Succeeding pits, if any, would follow in the same sequence, with the amount of overburden increasing for each succeeding pit until the economic limit of the operation, or the maximum depth limit of the overburden machine, is reached. This economic limit is determined by many variables, some of which are thickness of the coal seam, quality, and marketability of the coal, nature of the overburden, capabilities of the equipment, and reclamation requirements.

The practice of depositing the spoil on the downslope side of the bench thus created has, for the most part, been terminated because the spoil consumed much additional land and created severe landslide and erosion problems. To alleviate these problems, a variety of methods were devised to use freshly cut overburden to refill mined-out areas. These haul-back or lateral movement methods generally consist of an initial cut with the spoil deposited downslope or at some other site and spoil from the second cut refilling the first. A ridge of undisturbed natural material is often left at the outer edge of the mined area to add stability to the reclaimed slope by preventing spoil from slumping or sliding downhill.

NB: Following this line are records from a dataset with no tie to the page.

PR #383, opened 2015-06-02
Adding Microtime

bassrock:
The following adds microtome to the constructor.

### DIFF
--- a/src/Carbon/Carbon.php
+++ b/src/Carbon/Carbon.php
@@ -288,7 +288,14 @@ class Carbon extends DateTime
             $time = $testInstance->toDateTimeString();
         }
 
-        parent::__construct($time, static::safeCreateDateTimeZone($tz));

Once the hill slope prevents further cutting into the hillside, miners often switch to a technique known as auger mining to extract more coal along the contour.

Auger mining is analogous to wood drilling; the coal is extracted from a seam (which outcrops to the surface) by the use of large-diameter augers.

This particular method for the recovery of coal was developed mainly in the period following World War II. An attractive aspect of the method is the relatively low cost of the equipment since the technique essentially involves boring a series of parallel horizontal holes into a coal seam.

The technique is frequently employed in open pit mines where the thickness of the overburden at the high-wall section of the mine is too great for further economic mining. This, however, should not detract from the overall concept and utility of auger mining as it is also applicable to underground operations. As the coal is discharged from the auger spiral, it is collected for transportation to the coal preparation plant or to the market.